The portfolio of brands it has acquired has a six per cent market share in deodorants, 24 per cent in hair-styling gels and 68 per cent in post-wash hair conditioners, claim analysts. The three large brands include: Set Wet, Zatak and Livon. While the personal care market is growing at a robust 14 per cent, Paras’ brands could be growing at a blended rate of 20 per cent, analysts say. Thus, the acquisition makes sense from a strategic point of view. What analysts like about this deal is the margin profile of the personal care business. Compared to other FMCG categories, personal care products typically enjoy gross margins of 50-60 per cent. From a strategy and margins point of view, this acquisition makes sense for Marico. However, analysts are concerned over the fact that this is a new category, where Marico does not have much expertise.

The price that Marico has paid for the deal is crucial for the stock’s valuation. Given that Reckitt acquired Paras Pharma for seven to eight times the revenues in 2010, the presumption is that Marico, too, has paid a similar price. Given that the personal care business of Paras is estimated to have revenues of Rs 150 crore, the size of the deal could be in the region of Rs 1,000 crore, at that valuation. In this case, MF Global says the deal would not be EPS accretive for three years at least and implies EPS dilution of nine per cent in FY13.
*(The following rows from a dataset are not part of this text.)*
PR #582, opened 2015-05-15
Content API: Allow filtering items/packages by creation date

plamut:
Also did refactored parameter parsing out into helper methods to keep the `ItemsService.get()` method clean and readable.

Resolves [SD-2252](https://dev.sourcefabric.org/browse/SD-2252)

### DIFF
--- a/server/publicapi/features/prepopulate.feature
+++ b/server/publicapi/features/prepopulate.feature
@@ -7,7 +7,7 @@ Feature: Prepopulate public content
     	"""
         Then we get response code 201
 
-        When we get "/items"
+        When we get "/items?start_date=1970-01-01"
         Then we get list with 1 items
         """
         {
@@ -20,7 +20,7 @@ Feature: Prepopulate public content
         }
         """
 
-        When we get "/packages"
+        When we get "/packages?start_date=1970-01-01"
         Then we get list with 1 items
         """
         {
--- a/server/publicapi/items/service.py
+++ b/server/publicapi/items/service.py
@@ -11,6 +11,7 @@
 import json
 import logging
 
+from datetime import datetime
 from eve.utils import ParsedRequest
 from flask import current_app as app
 from publicapi.errors import BadParameterValueError, UnexpectedParameterError
@@ -29,40 +30,6 @@ class ItemsService(BaseService):
 
     Serves mainly as a proxy to the data layer.
     """
-
-    def _check_request_params(self, request, whitelist, allow_filtering=True):
-        """Check if the request contains only valid parameters.
-
-        :param req: object representing the HTTP request
-        :type req: `eve.utils.ParsedRequest`
-        :param whitelist: iterable containing the names of allowed parameters.
-        :param bool allow_filtering: whether or not the filtering parameter is
-            allowed (True by default). Used for disallowing it when retrieving
-            a single object.
-
-        :raises BadParameterValueError: if the request contains more than one
-            value for any of the parameters
-        :raises UnexpectedParameterError: if the request contains a parameter
-            that is not whitelisted
-        """
-        request_params = (request.args or MultiDict())
-
-        if not allow_filtering and 'q' in request_params.keys():
-            desc = (
-                "Filtering is not supported when retrieving a single "
-                "object (the \"q\" parameter)"
-            )
-            raise UnexpectedParameterError(desc=desc)
-
-        for param_name in request_params.keys():
-            if param_name not in whitelist:
-                raise UnexpectedParameterError(
-                    desc="Unexpected parameter ({})".format(param_name)
-                )
-
-            if len(request_params.getlist(param_name)) > 1:
-                desc = "Multiple values received for parameter ({})"
-                raise BadParameterValueError(desc=desc.format(param_name))
 
     def find_one(self, req, **lookup):
         """Retrieve a specific item.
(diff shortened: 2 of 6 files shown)


mugurrus:
It's good to consolidate commits

plamut:
Do you mean here in this case or as a general rule?

IMO there shouldn't be just a single giant commit that contains everything, it's better to have more granular commits, each containing a rounded logical piece of functionality. I see two main advantages with this approach:
* The commits themselves more clearly explain, what pieces of (sub)functionality form the actual "big" feature, as they provide a better insight into developer's thought process.
* In case a bug is discovered, it is much easier to locate the exact piece of code that caused it (e.g. by using `git bisect`). That would be more difficult if a bug happened to appear in a large monolithic commit.

Let me know your thoughts on this (others welcome to comment, too, of course).

mugurrus:
I'm not suggesting a single monolithic commit but filling the history with many small commits "dilutes" the feature.

plamut:
Well, some features are (speaking in general here) more complex and by their very nature require more commits by default, assuming we do not want the commits to be too big and thus less readable. It's a compromise between having fewer commits and their readability.

Do you have any concrete suggestions on where to draw the line in cases like these? If history is a concern, we could perhaps change the format of the commit messages. Putting the issue number _before_ the commit message would already make it immediately clear which commits together form a particular feature.

mugurrus:
:+1:

server/publicapi/items/service.py
```diff
@@ -67,19 +62,169 @@ def get(self, req, lookup):
...
+            raise BadParameterValueError(
+                desc="Invalid parameter value (end_date)") from None
+
+        # disallow dates in the future
+        future_err_msg = (
+            "{} date ({}) must not be set in the future "
+            "(current server date: {})")
+        today = date.today()
+
+        if (start_date is not None) and (start_date > today):
```
ioanpocol: For the case when items for current day is requested, you have to add here start_date >= today.

server/publicapi/items/service.py
```diff
@@ -67,19 +62,169 @@ def get(self, req, lookup):
...
+            raise BadParameterValueError(
+                desc=future_err_msg.format(
+                    'Start', start_date.isoformat(), today.isoformat()
+                )
+            )
+
+        if (end_date is not None) and (end_date > today):
```
ioanpocol: For the case when items for current day is requested, you have to add here end_date <= today.

server/publicapi/features/prepopulate.feature
```diff
@@ -7,7 +7,7 @@ Feature: Prepopulate public content
     	"""
```
ioanpocol: More behave tests are needed.

server/publicapi/items/service.py
```diff
@@ -67,19 +62,169 @@ def get(self, req, lookup):
...
+            end_date = self._parse_iso_date(request_params.get('end_date'))
+        except ValueError:
+            raise BadParameterValueError(
+                desc="Invalid parameter value (end_date)") from None
+
+        # disallow dates in the future
+        future_err_msg = (
+            "{} date ({}) must not be set in the future "
+            "(current server date: {})")
+        today = date.today()
```
ioanpocol: So filter parameters should be on server local zone.

server/publicapi/items/service.py
```diff
@@ -67,19 +62,169 @@ def get(self, req, lookup):
...
+        :type end_date: datetime.date or None
+
+        :return: MongoDB date range filter (as a dictionary)
+        """
+        if (start_date is None) and (end_date is None):
+            return {}  # nothing to set for the date range filter
+
+        date_filter = {'versioncreated': {}}
+
+        if start_date is not None:
```
ioanpocol: If start_date and end_date are equal, the query will not return any response, since version created is a datetime.

server/publicapi/features/prepopulate.feature
```diff
@@ -7,7 +7,7 @@ Feature: Prepopulate public content
...
         Then we get response code 201
 
-        When we get "/items"
+        When we get "/items?start_date=1970-01-01"
```
ioanpocol: How can perform a client a pooling for new items added on current day?
If we use this day granularity function we will get at every request all items from the current day.
We have to use a datetime or better a change counter.

server/publicapi/items/service.py
plamut: I assume yes, but it's true that this was never specified exactly. I'm thinking it would probably be better to use the current UTC time, what do you think?

server/publicapi/items/service.py
```diff
@@ -67,19 +62,169 @@ def get(self, req, lookup):
...
+        :param date_str:
+        :type date_str: str or None
+
+        :return: resulting date object or None if None is given
+        :rtype: datetime.date
+        """
+        if date_str is None:
+            return None
+        else:
+            return datetime.strptime(date_str, '%Y-%m-%d').date()
```
ioanpocol: If the client sends also hours and minutes for date, the hours are reset but the user don't receive any error.

server/publicapi/items/service.py
ioanpocol: Yes, UTC time will eliminate some problems.

server/publicapi/items/service.py
plamut: Actually it does - if the time part is sent as well, `strptime()` raises ValueError. This is BTW intented, clients should only be allowed to specify dates (as per specification).

server/publicapi/features/prepopulate.feature
plamut: I agree. The thing is realized that we need to improve our behave testing data set if we want to write good tests, and felt it is kind of beyond the scope of this ticket. Basically the `populate` would need to be changed so that it initializes database with data containing more variation in it.

server/publicapi/items/service.py
plamut: Oh OK, good catch, forgot about that detail (I initally had datetimes but converted them to dates after discussing it with Holman).
I'll change the way filter is created if the start and end dates are equal.

server/publicapi/items/service.py
ioanpocol: Yes, strptime() raises error if excess data after parsing

server/publicapi/features/prepopulate.feature
plamut: As per the current specification, this is not supported, but I agree it would make sense. The reason we opted for dates only was that many APIs from the major news companies behave the same.

@hlmnrmr what do you think about it? When we were discussing this, we didn't know the exact reason for that, we just followed their support for dates only.

server/publicapi/items/service.py
plamut: Hm, what exactly do you mean here? `end_date <= today` is a valid value - or am I missing something?

ioanpocol: When you request items from current day is it true the following relation: 
 start_date = today = end_date ?

plamut:
Thanks for a lot of useful feedback, @ioanpocol!

To sum up, here are the changes that should be made:
* fix the edge case when start_date == end_date (querying today's items)
* when determining today's date, make sure to use UTC timezone (and not server's local timezone), because internally all datetimes are stored in UTC.
* update the `_parse_iso_date` method's docstring to explain in what cases a `ValueError` is raised
* behave tests ... this should probably be addressed in a separate ticket, because it requires some refactoring of the current behave setup for public API?

server/publicapi/items/service.py
plamut: Yes, that's the way querying today's items is intended to work.

It doesn't work yet though, as you pointed out, I'll add an additional check to cover this edge case. This will probably resolve this concern here too, right? (and the related one a few lines above)

server/publicapi/items/service.py
hlmnrmr: Right, system generated dates should be represented as UTC

ioanpocol:
:+1:

plamut:
Updated, please review.

plamut:
Yes, this is indeed the requirement (described [here](https://dev.sourcefabric.org/browse/SD-2252)). If `start_date` is not given, it should default to "`end_date` minus one day", returning the items created in the last 24-48 hours (both date range limits are inclusive BTW).

The `_get_date_range()` helper method deals only with parsing and validating the date range parameters (and setting their default values if not given). The logic dealing with translating the given date range to the actual DB filter is fully contained in the `_create_date_range_filter()` method.

Re: behave tests - unit tests would easily catch this kind of error, too. :wink: 
(I suggest adding behave tests under a separate ticket, because refactoring of the whole database pre-populating is required for that)

plamut:
As per the updated specification, the default value for `start_date` is now changed to be simply the `end_date`.

ioanpocol:
:+1:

However, the other assumption is the deal could be four times sales, in which case it’s a positive for Marico and the deal will be EPS accretive from FY14. According to Edelweiss Financial Services: “The valuation could be as high as 4–5x sales as in India valuations in general tend to be higher.” Thereby, the deal could be EPS dilutive in the first year.

Marico plans to fund the acquisition through short-term debt and internal accruals. The company currently has cash on its books to the tune of Rs 400 crore and its debt-equity ratio is expected to be 0.7 in March 2012 without considering this purchase.